Sunday, January 25, 2015

Never Say Never

December 8, 2014
It was a beautiful fall day. The kids had promised Dad they’d get ALL the leaves raked. He got home and it wasn’t done, so after dinner, despite the fact that it was already dark, they donned headlamps and went out to rake together. A thin little stray cat came up and mewed pitifully. Being the tenderhearted people they are, they just had to get her a bowl of warm milk. She lapped it up so quickly that they just had to get her another. And some food. They played with her and adored her and named her. “Starry” after the starry night on which they discovered her and her black fur with a few little white specks. I was appalled, knowing that the cat would now be hanging around begging for more. Indeed she did. She lingered right by the door step and slipped inside repeatedly when I wasn’t vigilant enough to get past with the two little ones and hauling Oli in the car seat. Elodie kept warming up milk while I wasn’t looking and sneaking food to the little stray. Oh dear.

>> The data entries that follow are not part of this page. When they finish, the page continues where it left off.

PR #558, opened 2026-07-11
Document Orbit operational log diagnostics

danieljhkim:
## Summary

- Add a workflow-skill reference for investigating Orbit service, JSONL, and job-run logs.
- Link the new reference from the bundled `orbit-workflow` skill.

## Why

On Linux, `orbit sweep` writes to the journal but still attempts to prune the macOS-only sweep-log path. If that directory is absent, the shared rotation helper emits a non-fatal ENOENT warning every minute. The reference explains how to distinguish this warning from a real retention or job-run failure.

## Impact

Documentation only; no runtime behavior or host configuration changes.

## Validation

- `make ci-fast`
- `git diff --check`

### DIFF
--- a/crates/orbit-core/assets/skills/orbit-workflow/references/operational-logs.md
+++ b/crates/orbit-core/assets/skills/orbit-workflow/references/operational-logs.md
@@ -1,0 +1,126 @@
+# Checking Orbit Operational Logs
+
+Use this reference for host-level incidents and warnings: an `orbit-sweep`
+service failure, a global JSONL tracing warning, a missing log file, or a
+question about which evidence to inspect. For a specific failed job run, start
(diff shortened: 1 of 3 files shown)


crates/orbit-core/assets/skills/orbit-workflow/references/operational-logs.md
```diff
@@ -0,0 +1,126 @@
...
+orbit sweep --dry-run
+```
+
+## Global JSONL Tracing
+
+The JSONL tracing sink is distinct from the sweep-service log. Its active file
+and rename-based archives are disposable; job/run stores are not.
+
+```bash
+find "$orbit_root/state/logs" -maxdepth 1 -type f -printf '%f %s bytes\n' | sort
```
danieljhkim, line 73: why not use `orbit log tail/audit`

PR #581, opened 2026-07-12
feat: Record managed-skill ownership and retirement metadata [ORB-10181]

danieljhkim:
## Summary

Adds persistent managed-skill ownership + retirement metadata and tightens unlink/teardown to it (task **ORB-10181**).

- New `crates/orbit-core/src/command/skill_ownership.rs`: `SkillOwnershipManifest` (schema v1) persisted at `<skills_root>/.ownership.json` — `managed` records (skill id, sha256 generated-content hash, catalog version, owned root, managed link destinations) + `tombstones` (retired ids with retained hashes/version/roots/links).
- `reconcile_managed_skills()`: upserts a record per current generated skill, retires vanished ones into tombstones, parks a superseded hash on template-change bumps so pre-upgrade installs stay provable; idempotent (skips write when unchanged).
- `classify_install()` / `classify_symlink()`: `OrbitOwned` only via exact known hash (managed+tombstone) OR a symlink resolving inside an owned root; modified generated content → `Ambiguous`, unknown id → `Unmanaged`.
- `remove_owned_skill_links()`: removes only proven-owned symlinks, leaving user symlinks and regular files/dirs intact.
- Wiring in `init.rs`, `skill.rs`, `teardown.rs`; removed the now-dead `support::remove_symlinks_in` helper. CHANGELOG + gc design-doc `related_artifacts`.

## Tests

- `crates/orbit-core/src/command/tests/skill_ownership.rs` — 12 tests covering current generated, retired generated (hash-owned via tombstone), template-change hash retention, modified copy (ambiguous), same-named user dir (unmanaged), symlink-into-owned-root, broken link into owned root, symlink outside roots (ambiguous), owned-only link removal, link-destination recording, corrupt manifest, save/load round-trip.
- Validation this rescue: `cargo test -p orbit-core --lib` → **554 passed, 0 failed**; focused `skill_ownership` → 12 passed; `git diff --check` clean.
- Note: `make ci-fast`'s `scripts/test-installer-security.sh` needs the `node` binary (absent in this environment); the CI merge gate runs it unrestricted.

 Dad and the kids began begging me to let them adopt her. The fact that I’m allergic was not enough to deter them; she’d be an outside cat, they assured. Please, no, I have enough little creatures to take care of—adding a pet to the mix is just too much. Five against one, they kept trying to wear me down—no fair. Oh dear.


But I had hope—we were going to Texas for nearly a week for Thanksgiving. Surely she’d get tired of mewing at our doorstep and find some new stomping grounds. Then we wouldn’t even have to discuss the issue. We came back from Texas and I think it only took her a day to notice our return and pick up where she left off. Elodie’s love and commitment to Starry only increased. Aaron felt that we were doing the poor cat a disservice by not feeding her real cat food, and decided we had to make a real decision about the poor little creature: adopt or send to the pound. We held a family counsel. I shared my very logical reasons and doubts and concerns. The “Adopt Starry” side was not swayed. I shared my deep-seated emotions: owning a pet is simply not how I was raised and I don’t want to, at all! The emotional climax led to a sobbing Elodie running upstairs shouting, “But I love Starry!” Oh dear.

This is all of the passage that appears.